Novel Resource Allocation Algorithm of Edge Computing Based on Deep Reinforcement Learning Mechanism
Degan Zhang, Hongrui Fan, Jie Zhang · 2021
Edge computing is a computing paradigm that can bring practical value to most modern enterprises. When it is integrated into the Internet of Things system, it can improve the QoS of mobile applications, and can realize real-time management of the generated big data.5G promotes the development of the edge computing paradigm further, and mobile users can obtain low-latency and high-speed access QoS. In this paper, we study the resource allocation method of edge servers in the MEC environment.

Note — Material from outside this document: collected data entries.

PR #11328, opened 2025-07-16
fix(core): add fine-grained reactivity update in textfield

### LINKED ISSUE #11041: 🐞 - `TuiTextfieldComponent` change detection issue with `content` input
### Reproduction url

https://stackblitz.com/edit/angular-exwxdhb6?file=src%2Fapp%2Fapp.template.html

### Description

Try to set value from http response. Example imitates http request with `timer(500)`. Textfield does not display any content until you click on it

https://github.com/taiga-family/taiga-ui/blob/a5f4df7f12a50084b357059723e2b822a1af2521/projects/core/components/textfield/textfield.template.html#L29

### Taiga UI version

4.39.2

### Browser Used

Chrome

### OS Used

Windows

### LINKED ISSUE #11324: 🐞 - `TuiSelect` not showing selected value when patched and disabled
### Reproduction url

https://stackblitz.com/edit/angular-uwp9lxbo?file=src%2Fapp%2Fparent%2Fparent.component.ts

### Description

A bug occurs when the `TuiSelect` component is bound to a form. The issue arises under the following conditions:
- the data used to populate the select options is loaded asynchronously (with a delay),
- after the data is fetched, the form is prefilled using patchValue(),
- immediately after patching the value, the form is disabled (not happening if form stays enabled).

The `TuiSelect` field appears empty, even though a valid value was patched into the form. The correct value only becomes visible once the user interacts with the form (focuses or clicks the select field).

### Taiga UI version

4.45.0

### Browser Used

Chrome

### OS Used

Windows

splincode:
Fixes #11324
Fixes #11041

### DIFF
--- a/projects/core/components/textfield/textfield-multi/textfield-multi.template.html
+++ b/projects/core/components/textfield/textfield-multi/textfield-multi.template.html
@@ -1,3 +1,4 @@
+<ng-container *ngIf="value()" />
 <tui-scroll-controls
     *ngIf="rows > 1"
     class="t-scrollbar"
--- a/projects/core/components/textfield/textfield.template.html
+++ b/projects/core/components/textfield/textfield.template.html
@@ -1,3 +1,4 @@
+<ng-container *ngIf="value()" />
 <ng-content select="input" />
 <ng-content select="select" />
 <ng-content select="textarea" />
--- a/projects/demo-cypress/src/tests/textfield-disabled-select.cy.ts
+++ b/projects/demo-cypress/src/tests/textfield-disabled-select.cy.ts
@@ -1,0 +1,68 @@
+import type {OnInit} from '@angular/core';
+import {ChangeDetectionStrategy, Component} from '@angular/core';
+import {FormControl, FormGroup, FormsModule, ReactiveFormsModule} from '@angular/forms';
+import {TUI_ANIMATIONS_SPEED, TuiRoot, TuiTextfield} from '@taiga-ui/core';
+import {TuiChevron, TuiSelect} from '@taiga-ui/kit';
+import {delay, of} from 'rxjs';
+
+@Component({
+    standalone: true,
+    imports: [
+        FormsModule,
+        ReactiveFormsModule,
+        TuiChevron,
+        TuiRoot,
+        TuiSelect,
+        TuiTextfield,
+    ],
+    template: `
+        <tui-root>
+            <tui-textfield
+                tuiChevron
+                [content]="content"
+                [formGroup]="form"
+            >
+                <input
+                    formControlName="test"
+                    placeholder="Placeholder"
+                    tuiSelect
+                />
+
+                <ng-template
+                    #content
+                    let-data
+                >
+                    {{ data }}
+                </ng-template>
+            </tui-textfield>
+        </tui-root>
+    `,
+    changeDetection: ChangeDetectionStrategy.OnPush,
+    providers: [{provide: TUI_ANIMATIONS_SPEED, useValue: 0}],
+})
+export class TestTextfield implements OnInit {
+    protected readonly form = new FormGroup({
+        test: new FormControl(''),
+    });
+
+    public ngOnInit(): void {
+        of('Text')
+            .pipe(delay(1_000))
+            .subscribe((text) => {
+                const control = this.form.get('test');
+
+                control?.setValue(text);
+                control?.disable();
+            });
+    }
+}
+
+describe('Textfield and tuiSelect', () => {
+    beforeEach(() => cy.viewport(200, 150));
+
+    it('show selected value after disabled', () => {
+        cy.mount(TestTextfield);
+        cy.wait(1_000);
+        cy.get('tui-textfield').compareSnapshot('tui-textfield-disabled');
+    });
+});


projects/demo/src/modules/components/select/examples/11/index.html
```diff
@@ -0,0 +1,47 @@
+<tui-textfield
+    tuiChevron
+    [content]="content"
+    [formGroup]="form"
+    [tuiTextfieldCleaner]="true"
+>
+    <input
+        formControlName="division"
+        placeholder="Division *"
```
nsbarsukov: Cypress CT

projects/core/components/textfield/textfield.template.html
```diff
@@ -26,10 +26,10 @@
     <ng-content select="tui-icon" />
 </span>
 <span
-    *ngIf="control?.value != null"
+    *ngIf="control?.value != null || cva?.value() != null"
```
nsbarsukov: Will it fix issue only for our custom controls `class Tui*** extends TuiControl` ?
What's is about basic `Textfield` usage ?
https://taiga-ui.dev/components/textfield#basic

Should we use `toSignal` + `control.valueChanges` instead ?

nsbarsukov: Check this case
https://github.com/taiga-family/taiga-ui/issues/11324#issuecomment-3077643102

It is still reproducible even with your new changes

projects/core/components/textfield/textfield-multi/textfield-multi.template.html
```diff
@@ -12,7 +12,7 @@
 >
     <ng-content select="label" />
     <ng-template
-        *ngFor="let item of control?.value; let index = index"
+        *ngFor="let item of control?.value || cva?.value(); let index = index"
```
waterplea: This way if there is control.value it will never fall through to cva.value() and will not listen to the signal. Let's just add
```html
<ng-container *ngIf="cva?.value()" /> 
```
somewhere in template to kick change detection if value changes.

projects/core/components/textfield/textfield-multi/textfield-multi.template.html
```diff
@@ -58,10 +58,10 @@
 </span>
 
 <span
-    *ngIf="control?.value != null"
+    *ngIf="control?.value != null || cva?.value() != null"
```
waterplea: These changes are unnecessary, value is the same, we only need change detection.

projects/core/components/textfield/textfield.template.html
waterplea: We can also add:
```html
<ng-container *ngIf="value()" />
```
So that change detection will react to string representation changes. That would probably cover most of the cases.

projects/demo/src/modules/components/select/examples/11/index.html
splincode: fixed

projects/core/components/textfield/textfield.template.html
splincode: fixed

projects/core/components/textfield/textfield-multi/textfield-multi.template.html
splincode: fixed

projects/core/components/textfield/textfield-multi/textfield-multi.template.html
splincode: fixed

waterplea (approved):

projects/demo-cypress/src/tests/textfield-disabled-select.cy.ts
```diff
@@ -0,0 +1,142 @@
...
+
+            <ng-template
+                #itemContent
+                let-data
+            >
+                <h1 tuiTitle>
+                    {{ data.name }}
+
+                    <ng-container *ngIf="data.description">
+                        <span tuiSubtitle>{{ data.description }}</span>
```
nsbarsukov: Do we really need all this staff for CT ?
Could we simplify it just the following lines ?

```html
<ng-template #content let-data>
    {{data}}
</ng-template>

```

We are absorbed in solving the problem of allocation of limited resources in the MEC system, such as computing resources and available bandwidth, with the goal of maximizing the average resource utilization and task processing capacity of edge servers in the MEC system, while considering some differential processing for delay-sensitive applications, describe this resource allocation problem as a Finite-state Markov Decision Process (FMDP), and consider the continuity of the user state, and design a new Edge Computing Resource Allocation Algorithm based on Deep Deterministic Policy Gradient (ECRAA-DDPG)to find the optimal strategy for resource allocation. Finally, a large number of experiments are used to prove the performance of the new algorithm, and the experimental results show that the method can make the optimal decision in a real environment.